PR #9336, opened 2023-09-01
UCP/API: Implement rkey compare and symmetric key backends

tvegas1:
## What
Add ucp_rkey_compare, uct_rkey_compare, comparison for all transports and ib symmetric enablement.

## Why ?
Added at once with tests, to run sanities.

## How ?
Could be later split in multiple parts if needed.


yosefe:
@tvegas1 pls split the PR, at least to UCP and UCT part.
UCT part can be split by transport/md.
We can review them in parallel.

yosefe:
@tvegas1 is this PR still relevant?

tvegas1:
was split in multiple pr

PR #9338, opened 2023-09-03
TOOLS/PERF: make ucp perftest independent from allocators

roiedanino:
## What
Removing usage of allocators in ucp perftest.

## Why ?
So adding new memory types will be easier as memory handling will be managed only through UCP / UCT api's

## How ?
perftest object will have a pointer to `memcpy` function, anything else related to allocators will be used only in UCT perftest.

### DIFF
--- a/src/tools/perf/lib/libperf.c
+++ b/src/tools/perf/lib/libperf.c
@@ -44,6 +44,18 @@
         return UCS_ERR_UNSUPPORTED; \
     }
 
+#define UCX_PERF_VERBOSE(_log_level, _params, _func, ...) \
+    ({ \
+        ucs_status_t _status = _func(__VA_ARGS__); \
+        if (((_status) != UCS_OK) && \
+            ((_params)->flags & UCX_PERF_TEST_FLAG_VERBOSE)) { \
+            ucs_##_log_level("%s() failed: %s", UCS_PP_MAKE_STRING(_func), \
+                             ucs_status_string(_status)); \
+        } \
+        _status; \
+    })
+
+
 typedef struct {
     union {
         struct {
@@ -208,22 +220,6 @@ void ucx_perf_test_prepare_new_run(ucx_perf_context_t *perf,
         perf->timing_queue[i] = 0;
     }
     ucx_perf_test_start_clock(perf);
-}
-
-static void ucx_perf_test_init(ucx_perf_context_t *perf,
-                               const ucx_perf_params_t *params)
-{
-    perf->params = *params;
-
-    ucs_debug("set send allocator by send mem type %s",
-              ucs_memory_type_names[params->send_mem_type]);
-    perf->send_allocator = ucx_perf_mem_type_allocators[params->send_mem_type];
-
-    ucs_debug("set recv allocator by recv mem type %s",
-              ucs_memory_type_names[params->recv_mem_type]);
-    perf->recv_allocator = ucx_perf_mem_type_allocators[params->recv_mem_type];
-
-    ucx_perf_test_prepare_new_run(perf, params);
 }
 
 void ucx_perf_calc_result(ucx_perf_context_t *perf, ucx_perf_result_t *result)
@@ -848,6 +844,12 @@ static void ucp_perf_worker_progress(void *arg)
     }
 }
 
+static int ucp_perf_test_is_host_mem_only(const ucx_perf_params_t *params)
+{
+    return (params->send_mem_type == UCS_MEMORY_TYPE_HOST) &&
+           (params->recv_mem_type == UCS_MEMORY_TYPE_HOST);
+}
+
 static ucs_status_t ucp_perf_test_fill_params(ucx_perf_params_t *params,
                                               ucp_params_t *ucp_params)
 {
@@ -898,6 +900,11 @@ static ucs_status_t ucp_perf_test_fill_params(ucx_perf_params_t *params,
         ucp_params->features |= UCP_FEATURE_WAKEUP;
     }
 
+    if (!ucp_perf_test_is_host_mem_only(params)) {
+        /* Required as sn is being copied over put / get operations */
+        ucp_params->features |= UCP_FEATURE_RMA;
+    }
+
     status = ucx_perf_test_check_params(params);
     if (status != UCS_OK) {
         return status;
@@ -906,32 +913,38 @@ static ucs_status_t ucp_perf_test_fill_params(ucx_perf_params_t *params,
     return UCS_OK;
 }
 
-static void ucp_perf_test_destroy_eps(ucx_perf_context_t* perf)
+static ucs_status_ptr_t
+ucp_perf_test_destroy_ep(ucp_ep_h ep, const ucp_rkey_h *rkeys, unsigned num_rkeys, unsigned index)
 {
-    unsigned i, thread_count = perf->params.thread_count;
-    unsigned num_in_prog     = 0;
-    ucs_status_ptr_t **reqs  = ucs_alloca(thread_count * sizeof(*reqs));
+    ucp_request_param_t ep_close_params = {0};
     ucs_status_ptr_t *req;
-    ucs_status_t status;
+    unsigned i;
 
-    for (i = 0; i < thread_count; ++i) {
-        if (perf->ucp.tctx[i].perf.ucp.rkey != NULL) {
-            ucp_rkey_destroy(perf->ucp.tctx[i].perf.ucp.rkey);
-        }
-
-        if (perf->ucp.tctx[i].perf.ucp.ep != NULL) {
-            req = ucp_ep_close_nb(perf->ucp.tctx[i].perf.ucp.ep,
-                                  UCP_EP_CLOSE_MODE_FLUSH);
-
-            if (UCS_PTR_IS_PTR(req)) {
-                reqs[num_in_prog++] = req;
-            } else if (UCS_PTR_STATUS(req) != UCS_OK) {
-                ucs_warn("failed to close ep %p on thread %d: %s\n",
-                         perf->ucp.tctx[i].perf.ucp.ep, i,
-                         ucs_status_string(UCS_PTR_STATUS(req)));
-            }
+    for (i = 0; i < num_rkeys; ++i) {
+        if (rkeys[i] != NULL) {
+            ucp_rkey_destroy(rkeys[i]);
         }
     }
+
+    if (ep != NULL) {
+        req = ucp_ep_close_nbx(ep, &ep_close_params);
+        if (UCS_PTR_IS_PTR(req)) {
+            return req;
+        } else if (UCS_PTR_STATUS(req) != UCS_OK) {
+            ucs_warn("failed to close ep %p on thread %d: %s\n", ep, index,
+                     ucs_status_string(UCS_PTR_STATUS(req)));
+        }
+    }
+
+    return NULL;
+}
+
+static void ucp_perf_release_requests_in_progress(ucx_perf_context_t *perf,
+                                                  ucs_status_ptr_t **reqs,
+                                                  unsigned num_in_prog)
+{
+    ucs_status_t status;
+    unsigned i;
 
     while (num_in_prog != 0) {
         ucp_perf_worker_progress(perf);
@@ -943,6 +956,46 @@ static void ucp_perf_test_destroy_eps(ucx_perf_context_t* perf)
             }
         }
     }
+}
+
+static void ucp_perf_test_destroy_self_eps(ucx_perf_context_t *perf)
+{
+    unsigned thread_count   = perf->params.thread_count;
+    unsigned num_in_prog    = 0;
+    ucs_status_ptr_t **reqs = ucs_alloca(thread_count * sizeof(*reqs));
+    ucs_status_ptr_t *req;
+    unsigned i;
+
+    for (i = 0; i < thread_count; ++i) {
+        ucp_rkey_h self_rkeys[] = {perf->ucp.tctx[i].perf.ucp.self_send_rkey,
+                                   perf->ucp.tctx[i].perf.ucp.self_recv_rkey};
+        req = ucp_perf_test_destroy_ep(perf->ucp.tctx[i].perf.ucp.self_ep,
+                                       self_rkeys, 2, i);
+        if (req != NULL) {
+            reqs[num_in_prog++] = req;
+        }
+    }
+
+    ucp_perf_release_requests_in_progress(perf, reqs, num_in_prog);
+}
+
+static void ucp_perf_test_destroy_eps(ucx_perf_context_t *perf)
+{
+    unsigned thread_count   = perf->params.thread_count;
+    unsigned num_in_prog    = 0;
+    ucs_status_ptr_t **reqs = ucs_alloca(thread_count * sizeof(*reqs));
+    ucs_status_ptr_t *req;
+    unsigned i;
+
+    for (i = 0; i < thread_count; ++i) {
+        req = ucp_perf_test_destroy_ep(perf->ucp.tctx[i].perf.ucp.ep,
+                                       &perf->ucp.tctx[i].perf.ucp.rkey, 1, i);
+        if (req != NULL) {
+            reqs[num_in_prog++] = req;
+        }
+    }
+
+    ucp_perf_release_requests_in_progress(perf, reqs, num_in_prog);
 }
 
 static ucs_status_t
@@ -986,14 +1039,10 @@ static ucs_status_t ucp_perf_test_rkey_pack(ucx_perf_context_t *perf,
     ucs_status_t status;
 
     if (features & (UCP_FEATURE_RMA | UCP_FEATURE_AMO32 | UCP_FEATURE_AMO64)) {
-        status = ucp_rkey_pack(perf->ucp.context, perf->ucp.recv_memh,
-                               rkey_buffer, rkey_size);
+        status = UCX_PERF_VERBOSE(error, &perf->params, ucp_rkey_pack,
+                                  perf->ucp.context, perf->ucp.recv_memh,
+                                  rkey_buffer, rkey_size);
         if (status != UCS_OK) {
-            if (perf->params.flags & UCX_PERF_TEST_FLAG_VERBOSE) {
-                ucs_error("ucp_rkey_pack() failed: %s",
-                           ucs_status_string(status));
-            }
-
             return status;
         }
     } else {
@@ -1011,14 +1060,10 @@ ucp_perf_test_rkey_unpack(ucx_perf_thread_context_t *thread,
     ucs_status_t status;
 
     if (rkey_size > 0) {
-        status = ucp_ep_rkey_unpack(thread->perf.ucp.ep, rkey_buffer,
-                                    &thread->perf.ucp.rkey);
+        status = UCX_PERF_VERBOSE(fatal, params, ucp_ep_rkey_unpack,
+                                  thread->perf.ucp.ep, rkey_buffer,
+                                  &thread->perf.ucp.rkey);
         if (status != UCS_OK) {
-            if (params->flags & UCX_PERF_TEST_FLAG_VERBOSE) {
-                ucs_fatal("ucp_rkey_unpack() failed: %s",
-                           ucs_status_string(status));
-            }
-
             return status;
         }
     } else {
@@ -1026,6 +1071,28 @@ ucp_perf_test_rkey_unpack(ucx_perf_thread_context_t *thread,
     }
 
     return UCS_OK;
+}
+
+static ucs_status_t ucp_perf_test_create_self_rkey(ucx_perf_context_t *perf,
+                                                   ucp_mem_h memh,
+                                                   ucp_rkey_h *rkey)
+{
+    void *rkey_buffer                                      = NULL;
+    size_t rkey_size                                       = 0;
+    ucp_memh_buffer_release_params_t buffer_release_params = {0};
+    ucs_status_t status;
+
+    status = UCX_PERF_VERBOSE(fatal, &perf->params, ucp_rkey_pack,
+                              perf->ucp.context, memh, &rkey_buffer,
+                              &rkey_size);
+    if (status != UCS_OK) {
+        return status;
+    }
+
+    status = UCX_PERF_VERBOSE(fatal, &perf->params, ucp_ep_rkey_unpack,
+                              perf->ucp.self_ep, rkey_buffer, rkey);
+    ucp_memh_buffer_release(rkey_buffer, &buffer_release_params);
+    return status;
 }
 
 static ucs_status_t ucp_perf_test_receive_remote_data(ucx_perf_context_t *perf,
@@ -1053,11 +1120,14 @@ static ucs_status_t ucp_perf_test_receive_remote_data(ucx_perf_context_t *perf,
 
     /* Initialize all endpoints and rkeys to NULL to handle error flow */
     for (i = 0; i < thread_count; i++) {
-        perf->ucp.tctx[i].perf.ucp.ep   = NULL;
-        perf->ucp.tctx[i].perf.ucp.rkey = NULL;
+        perf->ucp.tctx[i].perf.ucp.ep             = NULL;
+        perf->ucp.tctx[i].perf.ucp.rkey           = NULL;
+        perf->ucp.tctx[i].perf.ucp.self_ep        = NULL;
+        perf->ucp.tctx[i].perf.ucp.self_send_rkey = NULL;
+        perf->ucp.tctx[i].perf.ucp.self_recv_rkey = NULL;
     }
 
-    /* receive the data from the remote peer, extract the address from it
+    /* Receive the data from the remote peer, extract the address from it
      * (along with additional wireup info) and create an endpoint to the peer */
     rte_call(perf, recv, peer_index, buffer, buffer_size, req);
 
@@ -1079,12 +1149,10 @@ static ucs_status_t ucp_perf_test_receive_remote_data(ucx_perf_context_t *perf,
             ep_params.err_mode        = UCP_ERR_HANDLING_MODE_PEER;
         }
 
-        status = ucp_ep_create(perf->ucp.tctx[i].perf.ucp.worker, &ep_params,
-                               &perf->ucp.tctx[i].perf.ucp.ep);
+        status = UCX_PERF_VERBOSE(error, &perf->params, ucp_ep_create,
+                                  perf->ucp.tctx[i].perf.ucp.worker, &ep_params,
+                                  &perf->ucp.tctx[i].perf.ucp.ep);
         if (status != UCS_OK) {
-            if (perf->params.flags & UCX_PERF_TEST_FLAG_VERBOSE) {
-                ucs_error("ucp_ep_create() failed: %s", ucs_status_string(status));
-            }
             goto err_free_eps_buffer;
         }
 
@@ -1138,13 +1206,10 @@ static ucs_status_t ucp_perf_test_send_local_data(ucx_perf_context_t *perf,
     /* get the worker address created for every thread and send it to the remote
      * peer */
     for (i = 0; i < thread_count; i++) {
-        status = ucp_worker_get_address(perf->ucp.tctx[i].perf.ucp.worker,
-                                        &address, &address_length);
+        status = UCX_PERF_VERBOSE(error, &perf->params, ucp_worker_get_address,
+                                  perf->ucp.tctx[i].perf.ucp.worker, &address,
+                                  &address_length);
         if (status != UCS_OK) {
-            if (perf->params.flags & UCX_PERF_TEST_FLAG_VERBOSE) {
-                ucs_error("ucp_worker_get_address() failed: %s",
-                          ucs_status_string(status));
-            }
             goto err_free_workers_vec;
         }
 
@@ -1257,6 +1322,62 @@ static ucs_status_t ucp_perf_test_flush_workers(ucx_perf_context_t *perf)
     return ctx.status;
 }
 
+static ucs_status_t ucp_perf_test_setup_self_endpoints(ucx_perf_context_t *perf)
+{
+    ucp_worker_h worker = perf->ucp.tctx[0].perf.ucp.worker;
+    ucs_status_t status;
+    ucp_ep_params_t ep_params;
+    ucx_perf_context_t *thread_perf;
+    ucp_worker_attr_t worker_attr = {
+        .field_mask = UCP_WORKER_ATTR_FIELD_ADDRESS
+    };
+    unsigned i;
+
+    status = UCX_PERF_VERBOSE(error, &perf->params, ucp_worker_query, worker,
+                              &worker_attr);
+    if (status != UCS_OK) {
+        return status;
+    }
+
+    ep_params.field_mask = UCP_EP_PARAM_FIELD_REMOTE_ADDRESS;
+    ep_params.address    = worker_attr.address;
+
+    for (i = 0; i < perf->params.thread_count; ++i) {
+        thread_perf = &perf->ucp.tctx[i].perf;
+        status = UCX_PERF_VERBOSE(error, &perf->params, ucp_ep_create, worker,
+                                  &ep_params, &thread_perf->ucp.self_ep);
+        if (status != UCS_OK) {
+            goto err_destroy_eps;
+        }
+
+        status = ucp_perf_test_create_self_rkey(thread_perf, thread_perf->ucp.send_memh,
+                                                &thread_perf->ucp.self_send_rkey);
+        if (status != UCS_OK) {
+            goto err_destroy_eps;
+        }
+
+        status = ucp_perf_test_create_self_rkey(thread_perf, thread_perf->ucp.recv_memh,
+                                                &thread_perf->ucp.self_recv_rkey);
+        if (status != UCS_OK) {
+            goto err_destroy_eps;
+        }
+    }
+
+    /* Global default ep will point to the ep of the 1st thread */
+    perf->ucp.self_ep        = perf->ucp.tctx[0].perf.ucp.self_ep;
+    perf->ucp.self_send_rkey = perf->ucp.tctx[0].perf.ucp.self_send_rkey;
+    perf->ucp.self_recv_rkey = perf->ucp.tctx[0].perf.ucp.self_recv_rkey;
+
+    status = UCS_OK;
+    goto out;
+
+err_destroy_eps:
+    ucp_perf_test_destroy_self_eps(perf);
+out:
+    ucp_worker_release_address(worker, worker_attr.address);
+    return status;
+}
+
 static ucs_status_t ucp_perf_test_setup_endpoints(ucx_perf_context_t *perf,
                                                   uint64_t features)
 {
@@ -1279,25 +1400,33 @@ static ucs_status_t ucp_perf_test_setup_endpoints(ucx_perf_context_t *perf,
         return UCS_ERR_UNSUPPORTED;
     }
 
-    /* pack the local endpoints data and send to the remote peer */
+    /* Pack the local endpoints data and send to the remote peer */
     status = ucp_perf_test_send_local_data(perf, features);
     if (status != UCS_OK) {
         goto err;
     }
 
-    /* receive remote peer's endpoints' data and connect to them */
+    /* Receive remote peer's endpoints' data and connect to them */
     status = ucp_perf_test_receive_remote_data(perf, peer_index);
     if (status != UCS_OK) {
         goto err;
     }
 
-    /* sync status across all processes */
+    /* Sync status across all processes */
     status = ucx_perf_test_exchange_status(perf, UCS_OK);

▶ Assigned task
Working from the entries above, return all lines that contain "else".

▶ Output of the task
perftest object will have a pointer to `memcpy` function, anything else related to allocators will be used only in UCT perftest.
-            } else if (UCS_PTR_STATUS(req) != UCS_OK) {
+        } else if (UCS_PTR_STATUS(req) != UCS_OK) {
     } else {
     } else {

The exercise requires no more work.